**Task prompt**
Would you please return the lines of the material that contain the word "clearer"?

****************************************

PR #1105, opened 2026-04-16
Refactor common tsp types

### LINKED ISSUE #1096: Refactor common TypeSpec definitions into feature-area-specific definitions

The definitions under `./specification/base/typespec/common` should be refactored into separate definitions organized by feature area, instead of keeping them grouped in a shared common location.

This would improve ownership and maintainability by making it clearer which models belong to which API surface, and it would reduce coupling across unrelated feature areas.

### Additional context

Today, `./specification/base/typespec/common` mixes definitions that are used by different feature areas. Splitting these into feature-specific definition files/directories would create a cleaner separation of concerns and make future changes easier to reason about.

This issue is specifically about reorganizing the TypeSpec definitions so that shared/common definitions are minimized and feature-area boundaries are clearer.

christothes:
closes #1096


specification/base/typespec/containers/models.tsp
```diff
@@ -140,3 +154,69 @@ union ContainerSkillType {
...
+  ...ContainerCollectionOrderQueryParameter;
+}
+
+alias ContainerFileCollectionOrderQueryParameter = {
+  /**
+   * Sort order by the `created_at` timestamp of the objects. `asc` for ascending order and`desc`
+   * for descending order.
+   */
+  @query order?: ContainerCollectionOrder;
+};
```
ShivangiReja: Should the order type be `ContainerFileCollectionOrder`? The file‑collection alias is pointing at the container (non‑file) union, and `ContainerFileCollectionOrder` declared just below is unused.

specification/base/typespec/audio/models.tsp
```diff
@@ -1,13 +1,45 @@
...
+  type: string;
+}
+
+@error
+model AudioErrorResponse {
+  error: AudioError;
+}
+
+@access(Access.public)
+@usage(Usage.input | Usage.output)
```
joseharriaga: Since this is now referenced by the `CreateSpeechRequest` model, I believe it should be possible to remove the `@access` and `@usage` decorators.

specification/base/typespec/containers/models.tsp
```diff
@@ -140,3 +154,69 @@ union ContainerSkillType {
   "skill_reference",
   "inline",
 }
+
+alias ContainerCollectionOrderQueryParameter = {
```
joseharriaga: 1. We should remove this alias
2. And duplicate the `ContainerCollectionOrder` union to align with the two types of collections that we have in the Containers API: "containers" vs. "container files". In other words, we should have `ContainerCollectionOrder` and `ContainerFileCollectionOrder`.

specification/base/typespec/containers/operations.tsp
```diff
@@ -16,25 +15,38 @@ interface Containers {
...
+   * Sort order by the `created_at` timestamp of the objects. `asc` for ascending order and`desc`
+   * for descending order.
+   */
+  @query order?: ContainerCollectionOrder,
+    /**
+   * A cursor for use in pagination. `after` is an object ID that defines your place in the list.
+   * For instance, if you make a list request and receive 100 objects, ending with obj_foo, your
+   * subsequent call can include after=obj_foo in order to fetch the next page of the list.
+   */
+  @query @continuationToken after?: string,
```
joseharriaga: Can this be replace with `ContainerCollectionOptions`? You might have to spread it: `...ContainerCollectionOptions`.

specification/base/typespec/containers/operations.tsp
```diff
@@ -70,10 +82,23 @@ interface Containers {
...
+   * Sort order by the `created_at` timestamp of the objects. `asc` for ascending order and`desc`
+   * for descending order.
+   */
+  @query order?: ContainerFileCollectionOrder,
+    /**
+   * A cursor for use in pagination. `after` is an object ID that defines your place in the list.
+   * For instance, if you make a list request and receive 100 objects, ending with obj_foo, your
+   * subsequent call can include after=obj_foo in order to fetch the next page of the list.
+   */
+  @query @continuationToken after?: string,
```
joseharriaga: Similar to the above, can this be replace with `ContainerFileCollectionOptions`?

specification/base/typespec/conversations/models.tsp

****************************************

**Answer box**
This would improve ownership and maintainability by making it clearer which models belong to which API surface, and it would reduce coupling across unrelated feature areas.
This issue is specifically about reorganizing the TypeSpec definitions so that shared/common definitions are minimized and feature-area boundaries are clearer.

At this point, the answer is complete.